Correlative Raman Imaging for Battery Research

Application NotebookThe Application Notebook 02-01-2022
Volume 37
Issue S2

This application note describes a correlative Raman–scanning electron microscope (SEM) investigation of a lithium-ion battery cathode before and after hundreds of charge cycles. The technique provides an exceptionally detailed chemical and structural analysis of degradation processes on the nanoscale.

Lithium-ion battery technology is the key enabler of the current revolution in transportation and energy. Improving the performance of Li-ion cells is among the highest priorities in contemporary research and a detailed understanding of how charging cycles affect their electrodes is crucial. In the following, we use correlative Raman imaging and scanning electron (RISE) microscopy to visualize changes in molecular composition and the formation of grain fractures.

Experimental Conditions

The investigated lithium nickel manganese cobalt oxide (Li-NMC) cell was subjected to 400 charge cycles, leading to a 40% loss of capacity. Changes in performance are often a result of inhomogeneous degradation in battery electrodes. Local deterioration of microstructure in a Li-NMC battery electrode subjected to fast charging and long-term cycling was studied using a WITec/Tescan RISE microscopy system. This instrument allows samples to be automatically transferred from one measuring position to the other within a common vacuum chamber, enabling the correlation of Raman and SEM data, streamlining the experimental workflow and drastically improving ease of use. Cross sections were created for imaging with the integrated focused ion beam.

Imaging Results

Figure 1: RISE analysis of the cathode of a fast-cycled Li-NMC battery (Sample courtesy of Dean Miller [Tescan USA])

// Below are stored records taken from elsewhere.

PR #2743, opened 2019-12-17
Targeted detailed recording

adelowo:
Fixes https://github.com/TykTechnologies/product/issues/168

- [x] Add flag on API Definition
- [x] Flag on key level

### DIFF
--- a/apidef/api_definitions.go
+++ b/apidef/api_definitions.go
@@ -469,15 +469,16 @@ type APIDefinition struct {
 		OptionsPassthrough bool     `bson:"options_passthrough" json:"options_passthrough"`
 		Debug              bool     `bson:"debug" json:"debug"`
 	} `bson:"CORS" json:"CORS"`
-	Domain            string                 `bson:"domain" json:"domain"`
-	Certificates      []string               `bson:"certificates" json:"certificates"`
-	DoNotTrack        bool                   `bson:"do_not_track" json:"do_not_track"`
-	Tags              []string               `bson:"tags" json:"tags"`
-	EnableContextVars bool                   `bson:"enable_context_vars" json:"enable_context_vars"`
-	ConfigData        map[string]interface{} `bson:"config_data" json:"config_data"`
-	TagHeaders        []string               `bson:"tag_headers" json:"tag_headers"`
-	GlobalRateLimit   GlobalRateLimit        `bson:"global_rate_limit" json:"global_rate_limit"`
-	StripAuthData     bool                   `bson:"strip_auth_data" json:"strip_auth_data"`
+	Domain                  string                 `bson:"domain" json:"domain"`
+	Certificates            []string               `bson:"certificates" json:"certificates"`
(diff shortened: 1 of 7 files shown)


apidef/api_definitions.go
```diff
@@ -469,15 +469,16 @@ type APIDefinition struct {
...
+	Domain                  string                 `bson:"domain" json:"domain"`
+	Certificates            []string               `bson:"certificates" json:"certificates"`
+	DoNotTrack              bool                   `bson:"do_not_track" json:"do_not_track"`
+	Tags                    []string               `bson:"tags" json:"tags"`
+	EnableContextVars       bool                   `bson:"enable_context_vars" json:"enable_context_vars"`
+	ConfigData              map[string]interface{} `bson:"config_data" json:"config_data"`
+	TagHeaders              []string               `bson:"tag_headers" json:"tag_headers"`
+	GlobalRateLimit         GlobalRateLimit        `bson:"global_rate_limit" json:"global_rate_limit"`
+	StripAuthData           bool                   `bson:"strip_auth_data" json:"strip_auth_data"`
+	EnableDetailedAnalytics bool                   `bson:"enable_detailed_recording" json:"enable_detailed_recording"`
```
gernest: `EnableDetailedAnalytics` doesn't reflect `enable_detailed_recording` I think we need to be consistent here and name it `EnableDetailedRecording`

adelowo: Fixed.

buger:
So, we already had `EnableDetailedRecording` on session level (just not used), correct?

adelowo:
Yes, we only use it when it is set and organisation tracking/logging is enabled

buger:
So to clarify one more time, we have 3 ways to enable detailed logging now:
1) API level
2) Session level
3) Org level (org keys)

Correct?

adelowo:
4. There's also the global config option

apidef/api_definitions.go
letzya: so the field is `enable_detailed_recording` and the variable is EnableDetailed`Analytics`?

adelowo: You seem to have reviewed an old commit or something. It was updated before this PR was merged. https://github.com/TykTechnologies/tyk/commit/5e74e19c6759f25d6edc2544b1f88f18634d9a7a

letzya:
@adelowo would be good to add some info in the description of the pr explaining a bit the logic and how these config being applied.
This later can be use in the docs or for early adopters of users of the gateway

apidef/api_definitions.go
letzya: Thanks! Got this link from the release channel

letzya:
@adelowo This is the logic we need to follow: 
image

lghiur:
@adelowo please provide more info about this in the docs, as per @adelowo comment above

adelowo:
Also, docs are at https://github.com/TykTechnologies/tyk-docs/pull/1235

adelowo:
targeted_detailed_recording-2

Figure 1: RISE analysis of the cathode of a fast-cycled Li-NMC battery (Sample courtesy of Dean Miller [Tescan USA])

Cross section of an uncycled cathode (a). Particles embedded in amorphous carbon (red) contain uniformly distributed lithium nickel cobalt manganese oxide (blue). Cross section of a cycled and rapidly charged cathode (b). Compared to the uncycled cathode, the particles appear inhomogeneous. Changes in peak positions and peak width indicate variance of Li-NMC composition. One particle (bottom left) shows a completely different composition, including a spectrum (blue) identical to the Li-NMC spectrum of the uncycled electrode. RISE image of a particle of a cycled cathode that reveals changes in Li-NMC composition and substantial structural degradation (c).


In the RISE image of the uncycled cathode (a) its particles appear to consist of uniform lithium nickel cobalt manganese oxide. Rapid cycling induced significant changes in lithiation of the particles as indicated by changes in the Raman spectra (green) (b). The Raman data reveals local variations even at the single-particle level. In b, one particle is characterized by two spectra, one of which corresponds to the Li-NMC spectrum of the native electrode, indicating that this particle might not have participated in the cycling process. Lorentzian fitting of the spectral peak positions of another particle also shows a high level of inhomogeneity and degradation in the form of cracks (c).